You could use sphag moss....
but I would repot it deeper into the pot. This one looks like a besseae type, they may climb


----------



## SlipperFan (Mar 28, 2007)

Smarie's got it: plant it deeper, so that the new growths can send roots down into the media. Besseae is a climber, and so are many of her offspring.


----------



## NYEric (Mar 29, 2007)

Or get taller pots. I'd peal off the dried old leaves too.


----------



## Cinderella (Mar 29, 2007)

If I bury this down to the new growths, the old growths will be under pellets and would get water in the fan. Also it is in bloom. Help!


----------



## NYEric (Mar 29, 2007)

You mean water in the leaves as if it were in a natural setting? OH NO!!!


----------



## Cinderella (Mar 29, 2007)

well how come when that happened before it caused rot?


----------



## Heather (Mar 29, 2007)

Debbie, don't listen to Eric, he's just being snarky.  
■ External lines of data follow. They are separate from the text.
PR #90, opened 2021-11-04
Task 64 / Remove workspace option as global

grananda:
Workspace and organization ID and name are now specific as per command and not used as global parameters. This will improve the autogenerated help documentation and unify the API and the CLI when it comes to parameter sync.


src/main/java/io/seqera/tower/cli/Tower.java
```diff
@@ -65,12 +64,6 @@
     @Option(names = {"-t", "--access-token"}, description = "Tower personal access token (TOWER_ACCESS_TOKEN)", defaultValue = "${TOWER_ACCESS_TOKEN}")
```
jordeu, line 64: Not related to this issue, but I think that we need to make this field required.

src/main/java/io/seqera/tower/cli/commands/global/WorkspaceOptions.java
```diff
@@ -0,0 +1,20 @@
...
+ * defined by the Mozilla Public License, v. 2.0.
+ */
+
+package io.seqera.tower.cli.commands.global;
+
+import picocli.CommandLine;
+
+public class WorkspaceOptions {
+
+    @CommandLine.Option(names = {"-w", "--workspace"}, description = "Workspace numeric identifier (TOWER_WORKSPACE_ID)", defaultValue = "${TOWER_WORKSPACE_ID}")
```
jordeu, line 18: When this `mixin` is added the workspace is always required. I think we need to set `required = true` here.

jordeu (changes requested):

src/main/java/io/seqera/tower/cli/commands/global/WorkspaceOptions.java
grananda: If I make it required, it will still read the env if omitted but will throw an error if the env is not set, which is not desirable when working with user's resources.

src/main/java/io/seqera/tower/cli/commands/AbstractApiCmd.java
```diff
@@ -95,25 +95,25 @@ protected void performAdditionalClientConfiguration(ClientConfig clientConfig) {
...
-                if (app().orgAndWorkspaceNames != null) {
-                    loadOrgAndWorkspaceFromNames();
-                }
-            }
-        }
-        return workspaceId;
-    }
-
-    protected Long orgId() throws ApiException {
+//    protected Long workspaceId() throws ApiException {
```
swampie, line 98: any reason why the code is commented? If it is unused and you don't plan to revert this change just delete it.

src/main/java/io/seqera/tower/cli/commands/LaunchesCmd.java
```diff
@@ -49,7 +54,7 @@
     @Option(names = {"-c", "--compute-env"}, description = "Compute environment name (defaults to workspace primary)")
     String computeEnv;
 
-    @Option(names = {"-w", "--work-dir"}, description = "Working directory")
+    @Option(names = {"--work-dir"}, description = "Working directory")
```
swampie, line 57: mmmh: I don't like that the short version of the argument has been removed. Can we use -d because it is not consistent having all the other with the short and long version while this one only has the long option.

src/main/java/io/seqera/tower/cli/commands/computeenvs/platforms/AbstractPlatform.java
```diff
@@ -23,10 +23,12 @@
 
 public abstract class AbstractPlatform<T extends ComputeConfig> implements Platform {
 
-    @Option(names = {"-w", "--work-dir"}, description = "Work directory", required = true)
+    @Option(names = {"--work-dir"}, description = "Work directory", required = true)
```
swampie, line 26: same comment as above

src/main/java/io/seqera/tower/cli/commands/LaunchesCmd.java
grananda: Some params have no short version:

https://github.com/seqeralabs/tower-cli/blob/510a77f39e8a330bf9f2cb353f0e51044d19382f/src/main/java/io/seqera/tower/cli/commands/computeenvs/platforms/AwsBatchManualPlatform.java#L25-L30

In addition `-d` has conflicts with the `description` param, but `-k` is available.

src/main/java/io/seqera/tower/cli/commands/global/WorkspaceOptions.java
jordeu: What do you mean "working with user's resources"?

grananda: A compute environment that is not under a given workspace, for instance.

src/main/java/io/seqera/tower/cli/commands/AbstractApiCmd.java
grananda: Sorry...was there as a preventive measure but it is removed

src/main/java/io/seqera/tower/cli/commands/global/WorkspaceOptions.java
jordeu: Ok, I see. Yes, you're right. Better to keep it optional.

jordeu (commented):
As it is now, when you show the help of a command the `-w` is always the first, even before other command options that are required. I think that the usage will be more clear if we move the workspace mixin as the last option, or at least after the required ones depending on the command.

src/main/java/io/seqera/tower/cli/commands/LaunchesCmd.java
jordeu: I really don't like to do not use `-w` as a shortcut for `--work-dir`. The main reason is because we are trying to use as much as possible the same options that is using `nextflow run` command line. 

I was thinking that if in a future we implement the "profile" feature so that you can switch to permanently use a different workspace, most likely the `--workspace` option won't be used so much. My proposal would be to change the workspace option to use this `"-ws", "--workspace"` or maybe this `"--ws", "--workspace"`. And then keep using `-w` for `workDir`. Opinions?

pditommaso: `-w`, `--work-dir `

and 

`-W`, `--workspace` 

?

jordeu: Yes, nice. I didn't thought about this option. I like it.

pditommaso: tho, I think it's much more needed to being able to specify the workspace, more than the work dir. Would not make sense to only have `--work-dir` and use `-w` for the workspace?

jordeu: Currently you can also specify the workspace using the `TOWER_WORKSPACE_ID` environment variable. And in a future I imagine something similar to AWS CLI that you can define different "profiles" and switch between them so you can define the new active profile. And then you don't need to pass the workspace on all the commands while you are working on the same workspace, just once to change the active workspace. If we've this, then I think that to pass the workspace using command line options won't be used so much. This is the main reason why I think that it's a petty to do not use `-w` for work directory as in `nextflow run`.

jordeu: I imagine a command similar to this to switch context:
```
tw set-context --current --workspace=<...> --token=<...> --url=<...>
```

grananda: > This is the main reason why I think that it's petty to do not use `-w` for the work directory as in `nextflow run`.

Still, we may wish to keep the use of `-w` to define a workspace on the fly despite the profile feature. Also, for backward compatibility.

Personally, I would stick with `--work-dir `(and perhaps `-k`, since it is not compromised) and keep `-w` and `-o `for workspace and organization.

Keep in mind we do not need to have a single word param shortcut for all options, we wouldn't have enough letters.

jordeu:
For me, to use `-k` to refer to the `--work-dir` is the worst option. I prefer to not give any short option to `--work-dir` or use the `-W`/`-w` options before. I think that we can quickly discuss this in the dev meeting just to decide what do we all prefer.

jordeu (approved):

PR #98, opened 2021-11-08
Task 34 / Primary compute env operations

grananda:


swampie (approved):

src/main/java/io/seqera/tower/cli/responses/ComputeEnvs/ComputeEnvsPrimaryGet.java
```diff
@@ -0,0 +1,31 @@
...
+
+import io.seqera.tower.cli.responses.Response;
+import io.seqera.tower.model.ComputeEnv;
+
+public class ComputeEnvsPrimaryGet extends Response {
+
+    public final String workspaceRef;
+    public final ComputeEnv computeEnv;
+
+    public ComputeEnvsPrimaryGet(String workspaceRef, ComputeEnv computeEnv) {
```
jordeu, line 22: When using the option `--json` the whole `computeEnv` object is show. I think that it would be better to here only pass the `computeEnv.id` and `computeEnv.name` so the `json` output is less verbose.

src/main/java/io/seqera/tower/cli/responses/ComputeEnvs/ComputeEnvsPrimarySet.java
```diff
@@ -0,0 +1,31 @@
...
+
+import io.seqera.tower.cli.responses.Response;
+import io.seqera.tower.model.ComputeEnv;
+
+public class ComputeEnvsPrimarySet extends Response {
+
+    public final String workspaceRef;
+    public final ComputeEnv computeEnv;
+
+    public ComputeEnvsPrimarySet(String workspaceRef, ComputeEnv computeEnv) {
```
jordeu, line 22: When using the option `--json` the whole `computeEnv` object is show. I think that it would be better to here only pass the `computeEnv.id` and `computeEnv.name` so the `json` output is less verbose.

jordeu (changes requested):

src/main/java/io/seqera/tower/cli/responses/ComputeEnvs/ComputeEnvsPrimaryGet.java
grananda: Not sure about this, after all, you are requesting to VIEW a specific compute environment, just like we do with the VIEW command when requesting by ID. If a user wishes to just check what the primary CE is, she can just use the LIST command with the new star feature.

I believe this command is far beyond checking what my CE is. Let me know what you think.

swampie: Also you can use a tool like jq to parse and eventually trim the results down

grananda: But, do we want to trim the result? Maybe I wish to VIEW the full primary  CE object to pipe it to another command.

swampie: No absolutely. For me the result of the cli should be complete: than it's up to the user to eventually trim the result down by piping the result into another command like `jq`. I am curious though about the difference between the export and the view command now. I'll do some tests

src/main/java/io/seqera/tower/cli/responses/ComputeEnvs/ComputeEnvsPrimarySet.java
grananda: I have added the following short CE version, let me know if it is to much:

```
{
  "credentials_id" : "G0lOxITHSVeAXhoKOU9uR",
  "name" : "AWS_Batch_eu-west-1",
  "id" : "1voNN3Mve8r49Ek6hFCN5v",
  "platform" : "aws-batch"
}
```

jordeu (approved):

PR #99, opened 2021-11-08
Task 52 / Change json flag

grananda:
JSON option flag was modified by --output in order to allow multiple output parameters in the futute.


src/main/java/io/seqera/tower/cli/Tower.java
```diff
@@ -67,8 +67,8 @@
     @Option(names = {"-u", "--url"}, description = "Tower server API endpoint URL. Defaults to tower.nf (TOWER_API_ENDPOINT)", defaultValue = "${TOWER_API_ENDPOINT:-https://api.tower.nf}", required = true)
     public String url;
 
-    @Option(names = {"-j", "--json"}, description = "Show output as JSON")
-    public boolean json;
+    @Option(names = {"--output"}, description = "Show output in defined format (only JSON is available so far)")
+    public String output;
```
jordeu, line 71: Use an enum here. In that way picocli validates the value.

src/main/java/io/seqera/tower/cli/Tower.java
```diff
@@ -67,8 +67,8 @@
     @Option(names = {"-u", "--url"}, description = "Tower server API endpoint URL. Defaults to tower.nf (TOWER_API_ENDPOINT)", defaultValue = "${TOWER_API_ENDPOINT:-https://api.tower.nf}", required = true)
     public String url;
 
-    @Option(names = {"-j", "--json"}, description = "Show output as JSON")
-    public boolean json;
+    @Option(names = {"--output"}, description = "Show output in defined format (only JSON is available so far)")
```
jordeu, line 70: Improve the description, it is not clear if the user has to pass `--output JSON`  or `--output json`.

jordeu (changes requested):

src/main/java/io/seqera/tower/cli/commands/AbstractApiCmd.java
```diff
@@ -260,7 +261,7 @@ protected String workspaceRef(Long workspaceId) throws ApiException {
     public Integer call() {
         try {
             Response response = exec();
-            if (app().json) {
+            if (app().output != null && Objects.equals(app().output, OutputType.json)) {
```
jordeu, line 264: I think this can be simplify to only `app().output == OutputType.json`

grananda: It was a fancy Intellij suggestion... it pisses me off when the IDE underlines the code in orange.. will revert :)

jordeu (approved):

PR #104, opened 2021-11-10
Task 100 / feature: Create metrics subcommand

grananda:
Metrics were move to an individual subcommand from view


grananda:
Regarding the usage of the wildcard (*) option to designate all the metric types and columns, I have opted to use an `Enum`, where no options will lead to all options (*). The user will have to specify the columns and types parameter in case they choose to request fewer options.

jordeu (changes requested):
To make the table more user friendly we need to:

1. format the numbers using units 
2. default columns order must be: min, q1, median (q2), mean, q3, max
3. collapse all the data of one process into a single row.

I'll add examples of each table on following comments.

jordeu:
**Memory section**

From:

```
     Memory Metrics
    ----------------

     process                        | metric     | mean         | min          | max          | q1           | q2           | q3           
    --------------------------------+------------+--------------+--------------+--------------+--------------+--------------+--------------
     SAMPLESHEET_CHECK              | memVirtual | 3.28499E7    | 3.28499E7    | 3.28499E7    | 3.28499E7    | 3.28499E7    | 3.28499E7    
     SAMPLESHEET_CHECK              | memRaw     | 9662460.0    | 9662460.0    | 9662460.0    | 9662460.0    | 9662460.0    | 9662460.0    
     SAMPLESHEET_CHECK              | memUsage   | 0.15         | 0.15         | 0.15         | 0.15         | 0.15         | 0.15         
     
```

To:

```
     Memory Metrics
    ----------------

     Legend: physical RAM / virtual RAM+swap / %RAM allocated 

     process           | min                | q1                 | median             | q3                 | max
    -------------------+--------------------+--------------------+--------------------+--------------------+--------------------                 
     SAMPLESHEET_CHECK | 9.66M 32.84M 0.15% | 9.66M 32.84M 0.15% | 9.66M 32.84M 0.15% | 9.66M 32.84M 0.15% | 9.66M 32.84M 0.15%    
```

grananda:
> Memory section

Not sure if mixing all metric types in the same cell will help readability and usability. Also, just for memory?

jordeu:
> Not sure if mixing all metric types in the same cell will help readability and usability. Also, just for memory?
It helps in usability because in general you need to check all of then together to decide what parameters to change. Not only for memory. I'll post more examples for the other sections asap.

grananda:
> I'll post more examples for the other sections asap.

Ok, good to me but...this may delay the milestone deadline, can we deal with this in a new issue? I want to ensure I can complete the 2 issues I committed to. 

In addition, we can have a `visualization` option to display the tables in different modes (`extended` and `condensed` views)

jordeu:
> Ok, good to me but...this may delay the milestone deadline, can we deal with this in a new issue? I want to ensure I can complete the 2 issues I committed to.

As you wish. Open the issue and I'll add the other examples there. 


> In addition, we can have a `visualization` option to display the tables in different modes (`extended` and `condensed` views)

I think that there is no need to have two visualizations, I'd go only for the proposed condensed view. In a future we will have the option to output this data as a TSV files (`-o tsv`), so this will be more similar to the `extended` view.

grananda:
New issue created at https://github.com/seqeralabs/tower-cli/issues/116 for table display usability

jordeu (approved):

PR #125, opened 2021-11-15
Rename some commands

### LINKED ISSUE #66: Rename health command to info
### Discussed in https://github.com/seqeralabs/tower-cli/discussions/31

<div type='discussions-op-text'>

<sup>Originally posted by **jordeu** October  7, 2021</sup>
Currently we've the command `health` that it looks like this:
Screenshot from 2021-10-07 11-06-50

I propose to add also an info section something like these:

```
    Details
    -----------------------------+------------------------
     Tower API endpoint          | https://api.tower.nf 
     Tower version               | 21.10.3
     Tower API version           | 1.6.0
     CLI version                 | 1.0.0
     CLI minimum API version     | 1.6.0
     Authenticated user          | jordeu
``` 

I'm proposing to have only one subcommand called `info` with both things (instead of `health` and `info`) trying to keep the number of commands as minimum as possible.
</div>

### LINKED ISSUE #101: Rename participants subcommands `add` to `create` and `change` to `update`
## Description
The `participants` subcommand is the only one using `add` instead of `create` and `change` instead of `update`.  I propose to rename them to use the same names as other commands.

### LINKED ISSUE #107: Replace "create" commands with "add"
Looking at this command 

```
tw credentials create aws
```

Made me think the `create` verb is very confusing, *credentials* are not created but added to the tower config. 

I think the same concept applies to other resources. It would makes sense to replace `create` verb into `add`

jordeu:
-  Rename participants change to participants update. Fixes #101 
-  Rename all 'create' commands to 'add' command. Fixes #107 
-  Rename health command to info and add extra fields. Resolves #66


grananda (approved):

swampie (commented):
A small change

PR #133, opened 2021-11-16
Use parametrized test to test all output formats

### LINKED ISSUE #132: Automatically test JSON output
# Description

Use parametrized tests to test always all output formats.

jordeu:
Resolves #132


src/main/java/io/seqera/tower/cli/commands/workspaces/ListCmd.java
```diff
@@ -38,15 +38,15 @@
...
-
-            return new WorkspaceList(userName(), responseOrg);
+        if (response.getOrgsAndWorkspaces() == null) {
+            return new WorkspaceList(userName(), Collections.emptyList());
         }
 
-        return new WorkspaceList(userName(), response.getOrgsAndWorkspaces());
+        List<OrgAndWorkspaceDbDto> responseOrg = response.getOrgsAndWorkspaces()
+                .stream()
+                .filter(v -> v.getWorkspaceId() != null && (organizationName == null || organizationName.equals(v.getOrgName()))
```
grananda, line 47: What is purpose of the  `organizationName == null` condition?

jordeu: When `organizationName` is `null` we don't want to apply this filter `organizationName.equals(v.getOrgName())` but otherwise we want to apply it (this is why I'm using the OR). The new thing here is to filter out the ones that have a `null` `v.getWorkspaceId()`.

grananda (approved):
I dont see anything out of place. Test run great. Just that comment I made before.

src/main/java/io/seqera/tower/cli/commands/workspaces/ListCmd.java
grananda: I just can't imagine a scenario with a nullable organization name. Was wondering whether if it was redundant.

jordeu: Si que puede ser `null`. Cuando haces un `tw workspaces list` sin el `-o` que es opcional, te devuelve una lista con todos los workspaces en todas las orgs.

swampie (approved):

PR #153, opened 2021-11-22
Task 63 / Allow workspace reference

grananda:
Allow the user of organization/workspace name or workspace id to identify the command workspace


src/main/java/io/seqera/tower/cli/commands/global/WorkspaceOptionalOptions.java
```diff
@@ -18,5 +18,5 @@
     public static final String DEFAULT_VALUE = "${TOWER_WORKSPACE_ID}";
 
     @CommandLine.Option(names = {"-w", "--workspace"}, description = DESCRIPTION, defaultValue = DEFAULT_VALUE)
```
jordeu, line 20: Update the description to reflect this change

jordeu (changes requested):

jordeu (approved):

PR #424, opened 2024-06-18
Launch with optimization turned off

### LINKED ISSUE #393: Enable or disable pipeline optimization via CLI
If the pipeline optimization (lightbulb) is enabled, there is no way to enable or disable when launching from the CLI. If the optimization is inappropriate, this causes the pipeline to fail with no way of bypassing it.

Seriously, you can pot some of the old growths under the mix without it being much of a problem. However, you can also remove them. There is a post around here somewhere from Jason Fischer about this very subject. Let me see....
Here it is: 
http://www.slippertalk.com/forum/showthread.php?t=1191


----------



## NYEric (Mar 29, 2007)

Heather said:


> Debbie, don't listen to Eric, he's just being snarky.


There are a couple of threads here about watering/ water sitting in the crowns. I change my whole watering technique due to this info. I wash the plants thru w/ water just as if they're in the rain. It washes dust and contaminants through also.


----------



## IdahoOrchid (Mar 29, 2007)

NYEric said:


> There are a couple of threads here about watering/ water sitting in the crowns. I change my whole watering technique due to this info. I wash the plants thru w/ water just as if they're in the rain. It washes dust and contaminants through also.


I do this too if I can do it early enough in the day. One think I have learned to watch for is water sitting in old growths with cut off spikes. The old spike will retain water much longer that a clear crown. My charlesworthii got a little bit of rot because of this but I think I caught it in time.


----------



## DavidH (Mar 30, 2007)

When I visited the orchid zone, most of the phrags were growing upwards. Terry said it was how they normally grew. They usually wrap sphagnum around the new growths for root development and when they get enough roots, repot the whole plant lower.


----------



## IdahoOrchid (Mar 30, 2007)

DavidH said:


> When I visited the orchid zone, most of the phrags were growing upwards. Terry said it was how they normally grew. They usually wrap sphagnum around the new growths for root development and when they get enough roots, repot the whole plant lower.



Ah, good to know that. I have a bessae putting out a new growth right now.


----------



## gonewild (Mar 30, 2007)

Cinderella said:


> well how come when that happened before it caused rot?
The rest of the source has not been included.